The reason the universal prior is called "universal" is because given initial segments, where the infinite strings come from any computable distribution, and updating on those samples, it will, in fact, converge to the actual distribution on what the next bit should be. Now I'll admit to not actually knowing the math here, but it seems to me that if most any prior had that property, as you seem to imply, we wouldn't need to talk about a universal prior in the first place, no?
Also, if we interpret "universe" as "the actual infinite string that these segments are initial segments" of, then, well... take a look at that sum you posted and decompose it. The universal prior is basically assigning a probability to each infinite string, namely the sum of the probabilities of programs that generate it, and then collapsing that down to a distribution on initial segments in the obvious way. So if we want to consider its hypotheses about the actual law of the universe, the whole string, it will always assign 0 probability to an uncomputable sequence.
Convergence is more the result of the updates than the original prior. All the initial prior has to be to result in convergence is not completely ridiculous (1, 0, infinitessimals, etc). The idea of a good prior is that it helps initially, before an agent has any relevant experience to go on. However, that doesn't usually last for very long - real organic agents are pretty quickly flooded with information about the state of the universe, and are then typically in a much better position to make probabililty estimates. You could build agents that were very confident in their priors - and updated them slowly - but only rarely would you want an agent that was handicapped in its ability to adapt and learn.
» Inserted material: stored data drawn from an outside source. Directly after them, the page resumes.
PR #624, opened 2023-07-29
Query to filter flagged proposals

ChaituVR:
How to test:
- To return all proposals:
  ```
  {
    proposals(first:1000){
      id
      space {
        id
      }
      flagged
    }
  }
  ```

- To return only flagged proposals:
  ```
  {
    proposals(first:1000, where:{flagged:true}){
      id
      space {
        id
      }
      flagged
    }
  }
  ```
- To return only nonflagged proposals:
  ```
  {
    proposals(first:1000, where:{flagged:false}){
      id
      space {
        id
      }
      flagged
    }
  }
  ```

### DIFF
--- a/src/graphql/operations/proposals.ts
+++ b/src/graphql/operations/proposals.ts
@@ -66,7 +66,7 @@ export default async function (parent, args) {
   }
 
   if (where.flagged === true) {
-    searchSql += ' AND p.id in (?)';
+    searchSql += ' AND p.id IN (?)';
     params.push(flaggedProposals);
   }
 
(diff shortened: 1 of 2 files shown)


src/graphql/operations/proposals.ts
```diff
@@ -65,6 +65,16 @@ export default async function (parent, args) {
     params.push(verifiedSpaces);
   }
 
+  if (where.flagged === true) {
+    searchSql += ' AND p.id in (?)';
```
bonustrack, line 69: Sql arguments should be in uppercase
```suggestion
    searchSql += ' AND p.id IN (?)';
```

src/graphql/operations/proposals.ts
```diff
@@ -65,6 +65,16 @@ export default async function (parent, args) {
...
+    params.push(flaggedProposals);
+  }
+
+  if (where.flagged === false) {
+    searchSql += ' AND p.id not in (?)';
```
bonustrack, line 74:
```suggestion
    searchSql += ' AND p.id NOT IN (?)';
```

samuveth (approved):
utACK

Picking the best reference machine would be nice - but I think most people understand that for most practical applications, it doesn't matter - and that even a TM will do.
Prior determines how evidence informs your estimates, what things you can consider. In order to "replace priors with evidence-based probability estimates of events", you need a notion of event, and that is determined by your prior.
Prior evaluates, but it doesn't dictate what is being evaluated. In this case, "events happening" refers to subjective anticipation, which in turn refers to prior, but this connection is far from being straightforward.
"Determined" in the sense of "weakly influenced". The more actual data you get, the weaker the influence of the original prior becomes - and after looking at the world for a little while, your original priors become insignificant - swamped under a huge mountain of sensory data about the actual observed universe.
Priors don't really affect what things you can consider - since you can consider (and assign non-zero probability to) receiving any sensory input sequence.